[Stored data entries]
PR #1624, opened 2021-05-03
dont invalidate cache on lns timeout, only on explicit negative

majestrate:


llarp/service/session.cpp
```diff
@@ -27,7 +27,7 @@ namespace llarp
       const auto lastUsed = std::max(lastSend, lastRecv);
       if (lastUsed == 0s)
         return intro.IsExpired(now);
-      return now > lastUsed && (now - lastUsed > lifetime || intro.IsExpired(now));
+      return now > lastUsed && now - lastUsed > lifetime;
```
tewinget: probably keep the parentheses around the latter condition, just for ease of reading.

majestrate: fair

majestrate:
rebased atop dev

tewinget (approved):
makes sense

PR #1626, opened 2021-05-05
limit path builds across all builders

majestrate:
this limits path builds per edge router for all path builders


tewinget:
Would it be better to refactor such that we only have one instance of path builder ever rather than having them be ephemeral?

majestrate:
> Would it be better to refactor such that we only have one instance of path builder ever rather than having them be ephemeral?

no

tewinget (approved):
seems fine, if a bit ugly

PR #1627, opened 2021-05-05
fixups in service endpont

majestrate:
* increase publish introset timeout so that it does not time out on the network
* remove pedantic log warn
* make sure the path we are using for replying on inbound sessions is alive
* include convotag in log message so we know wtf is going on

### DIFF
--- a/llarp/service/endpoint.cpp
+++ b/llarp/service/endpoint.cpp
@@ -622,8 +622,12 @@ namespace llarp
       Endpoint* m_Endpoint;
       uint64_t m_relayOrder;
       PublishIntroSetJob(
-          Endpoint* parent, uint64_t id, EncryptedIntroSet introset, uint64_t relayOrder)
-          : IServiceLookup(parent, id, "PublishIntroSet")
+          Endpoint* parent,
+          uint64_t id,
+          EncryptedIntroSet introset,
+          uint64_t relayOrder,
+          llarp_time_t timeout)
+          : IServiceLookup(parent, id, "PublishIntroSet", timeout)
           , m_IntroSet(std::move(introset))
           , m_Endpoint(parent)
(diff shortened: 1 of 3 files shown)


majestrate:
additionally we were marking paths as dead as we were not doing path tests.... :potato:

llarp/service/endpoint.cpp
```diff
@@ -1379,7 +1386,7 @@ namespace llarp
               path->Endpoint(),
               order,
               GenTXID(),
-              timeout);
+              timeout + (path->intro.latency * 2));
```
tewinget: seems arbitrary on the surface; could use a comment as to why this addition.

majestrate:
removed the network fixing commit from this PR and made into its own PR #1628

llarp/service/outbound_context.cpp
```diff
@@ -567,7 +567,7 @@ namespace llarp
         // verify source
         if (!frame.Verify(si))
         {
-          LogWarn("signature failed");
+          LogWarn("signature failed, T=", frame.T);
```
tewinget: should be "signature verification failed", right?  Also perhaps instead of `T=` put a descriptive name.

llarp/service/outbound_context.cpp
```diff
@@ -567,7 +567,7 @@ namespace llarp
         // verify source
         if (!frame.Verify(si))
         {
-          LogWarn("signature failed");
+          LogWarn("signature verification failed, T=", frame.T);
```
tewinget, line 570: Would prefer to change the `T=` to something descriptive (i.e. `ConvoTag=`) but we can do that across the codebase atomically, per #1632.

tewinget (approved):

PR #1634, opened 2021-05-08
increase session reestablish timeout

majestrate:
when we have to reestablish an outbound session use a much much higher timeout for restablishment

so it doesn't time out and get into a state that's totally screwed.

### DIFF
--- a/llarp/service/endpoint.hpp
+++ b/llarp/service/endpoint.hpp
@@ -306,6 +306,12 @@ namespace llarp
       bool
       ShouldBuildMore(llarp_time_t now) const override;
 
+      virtual llarp_time_t
+      DefaultPathAlignmentTimeout() const
+      {
+        return 10s;
+      }
+
       bool
       EnsurePathTo(
           std::variant<Address, RouterID> addr,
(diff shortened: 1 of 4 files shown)


llarp/service/endpoint.hpp
```diff
@@ -306,6 +306,12 @@ namespace llarp
       bool
       ShouldBuildMore(llarp_time_t now) const override;
 
+      virtual llarp_time_t
+      DefaultPathAlignmentTimeout() const
+      {
+        return 10s;
```
tewinget: I know it's in a function with a descriptive name, but this value is a named constant in `tun.hpp` and probably should be here as well.

majestrate: it's also actually overridden by that file too :^)

tewinget: On that note, probably should take `Default` out of the method name, and then name a constant as the default and return that here.

majestrate: fair

tewinget (approved):

PR #1636, opened 2021-05-09
shift off bad intros

majestrate:
when we get a discard message in the event of an expired intro shift off the intro we are using

### DIFF
--- a/llarp/service/outbound_context.cpp
+++ b/llarp/service/outbound_context.cpp
@@ -46,6 +46,7 @@ namespace llarp
       {
         LogWarn(Name(), " message ", seq, " dropped by endpoint ", p->Endpoint(), " via ", dst);
         MarkCurrentIntroBad(Now());
+        ShiftIntroduction(false);
       }
       return true;
     }


llarp/service/outbound_context.cpp
```diff
@@ -46,6 +46,7 @@ namespace llarp
       {
         LogWarn(Name(), " message ", seq, " dropped by endpoint ", p->Endpoint(), " via ", dst);
         MarkCurrentIntroBad(Now());
+        ShiftIntroduction(false);
       }
       return true;
```
tewinget, line 51: while you're here modifying this method...perhaps change it to `void` return type?

majestrate: good idea

majestrate: actually this is an implementation of a virtual function that uses the return value.

tewinget: that's...that's some code smell, that is.

majestrate: it's in a hot path so i don't want to throw also it's not really that exceptional of a case, unless it is.

tewinget (approved):

PR #1638, opened 2021-05-11
refactor logging to use std::source_location

majestrate:
a long overdue refactor for logging to not use macro hell.

* refactor logging to use `std::source_location`
* fix a bug in android logger when it doesn't respect log none option
* remove json log stream type as it's stupid and unused
* with apple platforms you need to think different :tm: (read: think incorrectly) so apple does not implement `std::source_location`, hence we provide an implementation of it inline just for them.


llarp/util/bencode.hpp
```diff
@@ -75,7 +75,7 @@ namespace llarp
     {
       if (!item.BDecode(buf))
       {
-        llarp::LogWarnTag("llarp/bencode.hpp", "failed to decode key ", k, " for entry in dict");
+        llarp::LogWarn("failed to decode key ", k, " for entry in dict");
```
tewinget, line 78: if we're removing `llarp::` from log statements within the `llarp` namespace, this file should be done as well.

llarp/util/logging/source_location.hpp
```diff
@@ -0,0 +1,72 @@
...
+{
+  struct source_location
+  {
+   public:
+    static constexpr source_location
+    current(
+        const char* fileName = __builtin_FILE(),
+        const char* functionName = __builtin_FUNCTION(),
+        const uint_least32_t lineNumber = __builtin_LINE(),
+#if defined(__GNUC__) and (__GNUC__ > 4 or (__GNUC__ == 4 and __GNUC_MINOR__ >= 8))
```
jagerman: This macro logic doesn't make sense to me.  It should probably just drop the version check, but the version logic here is strange because it's going to *use* `__builtin_COLUMN` for ancient gcc?

majestrate: technically we don't even need column either so we can omit it entirely in this implementation.

llarp/util/bencode.hpp
tewinget: bump

tewinget: meh, can always do some other time I suppose.

llarp/util/logging/source_location.hpp
majestrate: updated

tewinget (approved):
LGTM

PR #1639, opened 2021-05-11
prevent router connect spam when deregistered

majestrate:
if we look deregistered we will now:

* not gossip our rc
* not explore the network to prevent outbound session attempts
* not establish sessions to other service nodes
* close all open sessions we have to tell clients we don't want them

additionally catch exceptions flushing peerdb in disk thread

### DIFF
--- a/llarp/router/rc_lookup_handler.cpp
+++ b/llarp/router/rc_lookup_handler.cpp
@@ -49,7 +49,7 @@ namespace llarp
   }
 
   bool
-  RCLookupHandler::HaveReceivedWhitelist()
+  RCLookupHandler::HaveReceivedWhitelist() const
   {
     util::Lock l(_mutex);
     return not whitelistRouters.empty();
@@ -127,14 +127,12 @@ namespace llarp
       return false;
     }
 
-    util::Lock l(_mutex);
+    if (not useWhitelist)
+      return true;
 
-    if (useWhitelist && whitelistRouters.find(remote) == whitelistRouters.end())
-    {
-      return false;
-    }
+    util::Lock lock{_mutex};
 
-    return true;
+    return whitelistRouters.count(remote);
   }
 
   bool
--- a/llarp/router/router.cpp
+++ b/llarp/router/router.cpp
@@ -375,8 +375,20 @@ namespace llarp
   }
 
   bool
+  Router::LooksDeregistered() const
+  {
+    return IsServiceNode() and whitelistRouters and _rcLookupHandler.HaveReceivedWhitelist()
+        and not _rcLookupHandler.RemoteIsAllowed(pubkey());
+  }
+
+  bool
   Router::ConnectionToRouterAllowed(const RouterID& router) const
   {
+    if (LooksDeregistered())
+    {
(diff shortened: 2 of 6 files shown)


llarp/router/router.cpp
```diff
@@ -886,7 +898,16 @@ namespace llarp
...
         LogDebug("Queing database flush...");
-        QueueDiskIO([this]() { m_peerDb->flushDatabase(); });
+        QueueDiskIO([this]() {
+          try
+          {
+            m_peerDb->flushDatabase();
+          }
+          catch (std::exception& ex)
+          {
+            LogError("did not flush peer stats: ", ex.what());
```
tewinget: "did not" sounds like a decision was made, probably "could not" or "failed to" instead.

majestrate: fixed

llarp/router/router.cpp
```diff
@@ -859,7 +861,17 @@ namespace llarp
...
     }
 
-    if (connected < connectToNum)
+    if (looksDeregistered)
+    {
+      // kill all sessions that are open because we think we are deregistered
+      _linkManager.ForEachPeer([](auto* peer) {
+        if (peer)
+          peer->Close();
+      });
```
jagerman, line 881: Isn't this a bit harsh?  If I have a path going through router X, and X gets decommissioned, this is going to immediately kill all the paths through it, which is going to result in client-side failures.  Could we do something a bit more graceful here, such as putting this behind a timer so that we kill all paths only once we have looked deregistered for more than xx minutes (where xx = whatever maximum path validity is, I think 20min?).

jagerman:
I don't think this will solve the issue I'm seeing: what I see is that *my* router is trying to establish a session with other routers that are no longer on the network.  So it establishes a session, the other end accepts it (probably because I am registered), then my end immediately kills the session it just established because the other end is deregistered.

This change would, I think, make the other end refuse it earlier, but we shouldn't be trying to establish an outbound session to a deregistered router in the first place.

llarp/router/router.cpp
majestrate: being decommissioned means that other routers won't connect to us so this will propagate that failure information to clients a lot faster than if we didn't do this.

majestrate: i want to shut down the inbound links too in this case but that would take a LOT of effort to spin them back up again.

llarp/router/rc_lookup_handler.cpp
```diff
@@ -127,14 +127,12 @@ namespace llarp
...
+      return true;
 
-    if (useWhitelist && whitelistRouters.find(remote) == whitelistRouters.end())
-    {
-      return false;
-    }
+    util::Lock lock{_mutex};
 
-    return true;
+    return whitelistRouters.find(remote) != whitelistRouters.end();
```
jagerman:
```suggestion
    return whitelistRouters.count(remote);
```

tewinget (approved):
looks fine to squash and merge

majestrate:
squashed

PR #1640, opened 2021-05-12
add format verify option to contrib/format.sh

majestrate:
* add format verify mode to `contrib/format.sh` (run with `./contrib/format.sh verify`) exits nonzero if you need to run the script
* make `contrib/format.sh` non-gnu portable (for macos)
* add my pre-push git hook so it doesn't get lost


tewinget (approved):
the comments in your pre-commit hook are...amusing

PR #1643, opened 2021-05-13
win32 fixups

majestrate:
* correctly poke routes when exit added via rpc
* include liblokinet option in installer
* allow exit "null" for sinkholing internet traffic in `.loki` only mode to be added via rpc


llarp/rpc/rpc_server.cpp
```diff
@@ -456,39 +456,54 @@ namespace llarp::rpc
                   {
                     auto mapExit = [=](service::Address addr) mutable {
                       ep->MapExitRange(range, addr);
+                      r->routePoker().Enable();
```
tewinget, line 459: this should be a result of the MapExitRange call, not the caller's responsibility.

tewinget (approved):
should work, but is not DRY.  making issue for future refactor.

PR #1647, opened 2021-05-15
last minute fixes

majestrate:
fixes the last of the noticeable problems:

* exits work again
* convos no longer die despite being active
* re-enable multi threading on clients only

### DIFF
--- a/llarp/handlers/tun.cpp
+++ b/llarp/handlers/tun.cpp
@@ -933,7 +933,6 @@ namespace llarp
               PathAlignmentTimeout());
           return;
         }
-        bool rewriteAddrs = true;
         std::variant<service::Address, RouterID> to;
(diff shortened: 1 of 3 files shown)


majestrate:
ideally i'd like to retag `;_;`

llarp/handlers/tun.cpp
```diff
@@ -1074,7 +1074,12 @@ namespace llarp
           }
```
jagerman, line 1078: I think there should be a `break;` two lines above this (but github won't let me comment there), otherwise we'd get `!allow` if the first one allows and the second one doesn't.

jagerman (approved):
So shall we retag, and bump the deb release to 0.9.2-2, or tag a new one as 0.9.2?

PR #1651, opened 2021-05-18
add --help and -h flags to lokinet-bootstrap to show help message

### LINKED ISSUE #1650: lokinet-bootstrap needs --help
lokinet-bootstrap appears undocumented and doens't have a `--help` which is rather unfriendly:
```
$ lokinet-bootstrap --help
failed to fetch '--help' HTTP 0
```
It really needs one (or just some output if the input doesn't look like a URL or the mainnet/lokinet/testnet magic values).  Here's the output from the old script which would probably work fine as is (just with the bash variables replaced):

```
Usage: $0 [URL [DEST]] -- download bootstrap file from URL (default: lokinet) and save to DEST (default: $default_dest).
URL can be a full URL, or else 'lokinet' or 'testnet' to use the default lokinet/testnet seed URL.  'mainnet' can be used
as an alias for 'lokinet'.
```

majestrate:
fixes #1650

### DIFF
--- a/daemon/lokinet-bootstrap.cpp
+++ b/daemon/lokinet-bootstrap.cpp
@@ -9,6 +9,7 @@
 #include <iostream>
 
 #include <unordered_map>
+#include <unordered_set>
 
 #ifndef _WIN32
 #include <openssl/x509.h>
@@ -28,6 +29,24 @@ namespace
     std::cout << msg << std::endl;
     return 1;
   }
+
+  int
+  print_help(std::string exe)
+  {
+    std::cout << R"(Lokinet bootstrap.signed fetchy program thing
+
+Downloads the initial bootstrap.signed for lokinet into a local file from a default or user defined server via the reachable network.
+
+Usage: )" << exe
+              << R"( [bootstrap_url [output_file]]
+
+bootstrap_url can be a named value in which we will use a predefined url that
+holds a bootstrap file
+
+)";
+    return 0;
+  }
+
 }  // namespace
 
 int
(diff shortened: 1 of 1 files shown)


daemon/lokinet-bootstrap.cpp
```diff
@@ -28,6 +29,31 @@ namespace
...
+
+  template <typename Map_t>
+  int
+  print_help(std::string exe, const Map_t& urls)
+  {
+    std::cout << "Lokinet bootstrap.signed fetchy program thing" << std::endl;
+    std::cout << "Downloads the initial bootstrap.signed for lokinet into a local file from a "
+                 "default or user defined server via the reachable network"
+              << std::endl
+              << std::endl;
```
jagerman: Should just use `\n`'s, `<< std::endl` is... misunderstood.  It's equivalent to `<< "\n" << std::flush;` which forces a flush and is almost always unnecessary (e.g. stdout is already flush-on-newline when output is a tty).

You maybe could also just literal string the whole thing to make it a bit nicer:

```C++
  std::cout << R"(Lokinet bootstrap.signed fetchy program thing

Downloads the initial bootstrap.signed for lokinet into a local file from a default or user
defined server via the reachable network.

Usage: )" << exe << R"( [bootstrap_url [output_file]]

bootstrap_url can be a named value in which we will use a predefined url that
holds a bootstrap file

)";
```
etc.

jagerman: (People commonly think `std::endl` means "do the right thing on (windows|other archaic systems)" but it doesn't; that magic happens with "\n" in the first place.  `std::endl` just says "print \n and then force a flush").

daemon/lokinet-bootstrap.cpp
```diff
@@ -28,6 +29,24 @@ namespace
...
+  print_help(std::string exe)
+  {
+    std::cout << R"(Lokinet bootstrap.signed fetchy program thing
+
+Downloads the initial bootstrap.signed for lokinet into a local file from a default or user defined server via the reachable network.
+
+Usage: )" << exe
+              << R"( [bootstrap_url [output_file]]
+
+bootstrap_url can be a named value in which we will use a predefined url that
```
tewinget: can't hurt to enumerate the list of options here

jagerman: Huh.  I'm pretty sure there *was* an enumeration of the values here when I looked at it yesterday.

jagerman (approved):

PR #1656, opened 2021-05-30
DNS fixes and features

### LINKED ISSUE #1655: Setting an empty upstream doesn't disable non-Loki DNS
**Describe the bug**
Setting `upstream=` does not disable DNS resolution for clearnet domains.

**To Reproduce**
1. `lokinet -g`
2. `lokinet-bootstrap`
3. Set `upstream=` in lokinet.ini
4. Start lokinet
5. `dig @127.3.2.1 google.com`

**Device and Operating system:**
 - OS: Linux (Fedora 33)
-  Device: PC
 - Lokinet Version number or Git commit hash: cbb78b52800f3f6e2f9ee0c13e5caa65b9112801

majestrate:
* make it so that we don't set up unbound resolver when we have no resolvers provided by config
* clean up dns codepath and make it use llarp::SockAddr instead of llarp::IpAddress

### DIFF
--- a/llarp/config/config.cpp
+++ b/llarp/config/config.cpp
@@ -748,16 +748,15 @@ namespace llarp
             m_bind.setPort(53);
         });
 
-    conf.defineOption<std::string>(
+    conf.defineOption<fs::path>(
         "dns",
         "add-hosts",
         ClientOnly,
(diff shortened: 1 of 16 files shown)


majestrate:
added the ability to add multiple dns hosts file via `add-hosts` in dns section

tewinget (approved):

PR #1143, opened 2024-07-10
Re-Initialize Microphone Device on failed read

### LINKED ISSUE #1125: Crash caused by microphone disconnect
During our testgame on 09-07-2024 the 37 fell and then crashed with following error code
```bash
Run with COLORBT_SHOW_HIDDEN=1 environment variable to disable frame filtering.
Run with RUST_BACKTRACE=full to include source snippets.
cycler thread Audio returned error: 
   0: failed to execute cycle of cycler `Audio`
   1: failed to execute cycle of `MicrophoneRecorder`
   2: failed to read from microphones
   3: failed to read audio data
   4: ALSA function 'snd_pcm_readi' failed with error 'EPIPE: Broken pipe'
   5: EPIPE: Broken pipe

Location:
   crates/hulk_nao/src/microphones.rs:54
```
Most likely the fall disconnected the microphone briefly

schmidma:
## Why? What?

Retries the read from microphones for `number_of_retries` times when a read fails. This hopefully fixes #1125.

## ToDo / Known Issues

none

none

## How to Test

I am actually not sure, we have to somehow trigger the microphone disconnect...


crates/hulk_nao/src/microphones.rs
```diff
@@ -17,32 +21,28 @@ pub struct Microphones {
...
-                .wrap_err("failed to set hardware parameters")?;
-        }
-        device.prepare().wrap_err("failed to prepare device")?;
+        let device = create_device(&parameters).wrap_err("failed to create device")?;
         Ok(Self { device, parameters })
     }
 
-    pub fn read_from_microphones(&self) -> Result<Samples> {
+    pub fn retrying_read(&mut self) -> Result<Samples> {
+        let number_of_retries = 5;
```
knoellle, line 29: You defined this in hardware parameters but are not using it.

crates/hulk_nao/src/microphones.rs
```diff
@@ -17,32 +21,28 @@ pub struct Microphones {
...
+        for _ in 0..number_of_retries {
+            match self.read() {
+                Ok(samples) => return Ok(samples),
+                Err(error) => {
+                    warn!("failed to read from microphones: {error:#?}");
+                    self.device =
+                        create_device(&self.parameters).wrap_err("failed to create device")?;
+                }
+            }
+        }
```
knoellle, line 39: Might be fine, not sure, but if this fails repeatedly in the future, maybe add a sleep in the error branch here before creating the new device.

Also, you `?` return the error if device creation fails, I think its unlikely that after a disconnect, reading fails but opening the device anew does not.
You probably want to `continue` instead if device creation fails.

schmidma: Yes, good idea, added a sleep duration and only warn on fail to open device

crates/hulk_nao/src/microphones.rs
schmidma: oooooops :sweat_smile: :rocket: 

Fixed

knoellle (approved):
LGTM

PR #1156, opened 2024-07-11
Prevent zero measurement noise

### LINKED ISSUE #1039: Covariance not invertible
... a panic that occured during the test game on 2024-05-29

knoellle:
## Why? What?

See issue for details, adding epsilon to the measurement distance in all obstacle filter updates to prevent crashes.

Fixes #1039 

## How to Test

#1113 fixes #1039 symtomatically, making it hard to reproduce this bug.


oleflb (approved):
good catch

§ **WHAT TO PRODUCE**:
Lines that include the word "LINKED" are to be extracted from the data above.

§ **ANSWER TO THE PROBLEM**:
### LINKED ISSUE #1650: lokinet-bootstrap needs --help
### LINKED ISSUE #1655: Setting an empty upstream doesn't disable non-Loki DNS
### LINKED ISSUE #1125: Crash caused by microphone disconnect
### LINKED ISSUE #1039: Covariance not invertible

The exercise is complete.